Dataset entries
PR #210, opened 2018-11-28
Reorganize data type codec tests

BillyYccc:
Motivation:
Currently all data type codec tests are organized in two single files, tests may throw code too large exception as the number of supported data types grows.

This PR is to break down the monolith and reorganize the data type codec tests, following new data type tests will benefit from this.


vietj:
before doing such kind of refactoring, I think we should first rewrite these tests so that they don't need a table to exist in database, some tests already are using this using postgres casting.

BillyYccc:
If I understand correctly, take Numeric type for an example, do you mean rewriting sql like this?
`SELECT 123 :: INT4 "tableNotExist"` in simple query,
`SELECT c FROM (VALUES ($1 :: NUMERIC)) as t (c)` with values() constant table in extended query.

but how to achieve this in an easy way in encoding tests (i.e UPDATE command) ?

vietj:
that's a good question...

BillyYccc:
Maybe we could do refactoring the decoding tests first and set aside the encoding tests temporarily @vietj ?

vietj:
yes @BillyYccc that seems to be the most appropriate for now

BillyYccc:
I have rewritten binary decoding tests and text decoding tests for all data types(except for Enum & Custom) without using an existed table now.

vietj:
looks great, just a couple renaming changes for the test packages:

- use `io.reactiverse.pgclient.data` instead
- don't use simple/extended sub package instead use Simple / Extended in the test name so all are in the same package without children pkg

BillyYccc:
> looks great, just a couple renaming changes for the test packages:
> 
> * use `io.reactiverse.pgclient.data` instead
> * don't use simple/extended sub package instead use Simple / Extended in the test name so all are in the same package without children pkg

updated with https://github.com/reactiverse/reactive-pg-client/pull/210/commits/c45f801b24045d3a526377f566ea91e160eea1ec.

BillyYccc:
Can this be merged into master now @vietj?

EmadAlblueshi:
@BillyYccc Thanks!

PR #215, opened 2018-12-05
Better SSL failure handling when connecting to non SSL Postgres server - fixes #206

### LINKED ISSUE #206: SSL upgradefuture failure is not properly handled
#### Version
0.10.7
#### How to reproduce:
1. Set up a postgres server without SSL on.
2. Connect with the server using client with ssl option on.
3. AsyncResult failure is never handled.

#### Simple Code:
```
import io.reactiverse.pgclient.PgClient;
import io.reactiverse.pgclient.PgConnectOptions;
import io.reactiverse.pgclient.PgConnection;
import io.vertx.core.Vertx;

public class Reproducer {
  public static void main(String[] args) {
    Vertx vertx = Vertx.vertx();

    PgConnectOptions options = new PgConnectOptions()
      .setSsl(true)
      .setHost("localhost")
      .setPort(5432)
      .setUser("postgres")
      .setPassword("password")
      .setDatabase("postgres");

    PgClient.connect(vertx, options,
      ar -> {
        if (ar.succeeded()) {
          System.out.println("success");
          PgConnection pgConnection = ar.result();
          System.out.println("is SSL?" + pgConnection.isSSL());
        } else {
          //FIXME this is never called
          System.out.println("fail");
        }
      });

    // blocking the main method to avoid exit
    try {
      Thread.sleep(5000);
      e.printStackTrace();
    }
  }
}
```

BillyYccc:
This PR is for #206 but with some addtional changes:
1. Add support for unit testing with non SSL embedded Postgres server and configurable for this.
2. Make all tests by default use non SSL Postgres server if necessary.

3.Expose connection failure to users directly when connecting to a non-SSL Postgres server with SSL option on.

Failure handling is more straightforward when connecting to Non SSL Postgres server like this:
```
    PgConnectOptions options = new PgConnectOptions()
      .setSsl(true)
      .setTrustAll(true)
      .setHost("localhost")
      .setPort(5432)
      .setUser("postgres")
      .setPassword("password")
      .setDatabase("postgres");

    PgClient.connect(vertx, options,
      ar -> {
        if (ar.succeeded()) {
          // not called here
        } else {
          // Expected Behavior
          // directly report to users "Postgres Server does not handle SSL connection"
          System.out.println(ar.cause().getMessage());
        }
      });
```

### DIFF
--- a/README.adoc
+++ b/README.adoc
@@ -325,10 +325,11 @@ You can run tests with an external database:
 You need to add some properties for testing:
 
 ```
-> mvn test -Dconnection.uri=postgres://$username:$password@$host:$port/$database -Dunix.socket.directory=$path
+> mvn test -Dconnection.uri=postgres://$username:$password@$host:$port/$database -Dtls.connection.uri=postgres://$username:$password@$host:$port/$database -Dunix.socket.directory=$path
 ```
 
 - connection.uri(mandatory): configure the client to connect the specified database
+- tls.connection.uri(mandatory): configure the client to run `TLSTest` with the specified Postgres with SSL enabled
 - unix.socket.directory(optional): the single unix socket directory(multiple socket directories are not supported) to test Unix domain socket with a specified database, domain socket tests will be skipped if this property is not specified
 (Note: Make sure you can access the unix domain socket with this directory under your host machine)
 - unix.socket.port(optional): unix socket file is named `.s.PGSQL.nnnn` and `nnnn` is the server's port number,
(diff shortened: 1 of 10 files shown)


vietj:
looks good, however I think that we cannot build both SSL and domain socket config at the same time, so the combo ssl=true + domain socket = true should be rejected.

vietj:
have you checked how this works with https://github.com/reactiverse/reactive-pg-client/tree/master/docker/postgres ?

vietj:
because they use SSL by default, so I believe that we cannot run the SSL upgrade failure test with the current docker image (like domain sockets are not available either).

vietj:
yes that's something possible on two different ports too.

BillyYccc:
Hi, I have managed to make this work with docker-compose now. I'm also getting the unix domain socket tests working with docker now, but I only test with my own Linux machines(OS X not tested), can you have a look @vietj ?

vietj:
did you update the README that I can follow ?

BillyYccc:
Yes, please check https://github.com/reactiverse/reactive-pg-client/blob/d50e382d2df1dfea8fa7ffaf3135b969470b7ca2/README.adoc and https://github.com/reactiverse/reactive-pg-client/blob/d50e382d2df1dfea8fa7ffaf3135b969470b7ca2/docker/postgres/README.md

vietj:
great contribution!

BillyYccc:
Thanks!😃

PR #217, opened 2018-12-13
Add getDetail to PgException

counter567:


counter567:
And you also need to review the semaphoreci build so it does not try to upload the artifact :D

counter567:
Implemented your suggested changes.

TASK DETAILS
Go through the entries and copy every line with "Dunix".

RESPONSE AREA
-> mvn test -Dconnection.uri=postgres://$username:$password@$host:$port/$database -Dunix.socket.directory=$path
+> mvn test -Dconnection.uri=postgres://$username:$password@$host:$port/$database -Dtls.connection.uri=postgres://$username:$password@$host:$port/$database -Dunix.socket.directory=$path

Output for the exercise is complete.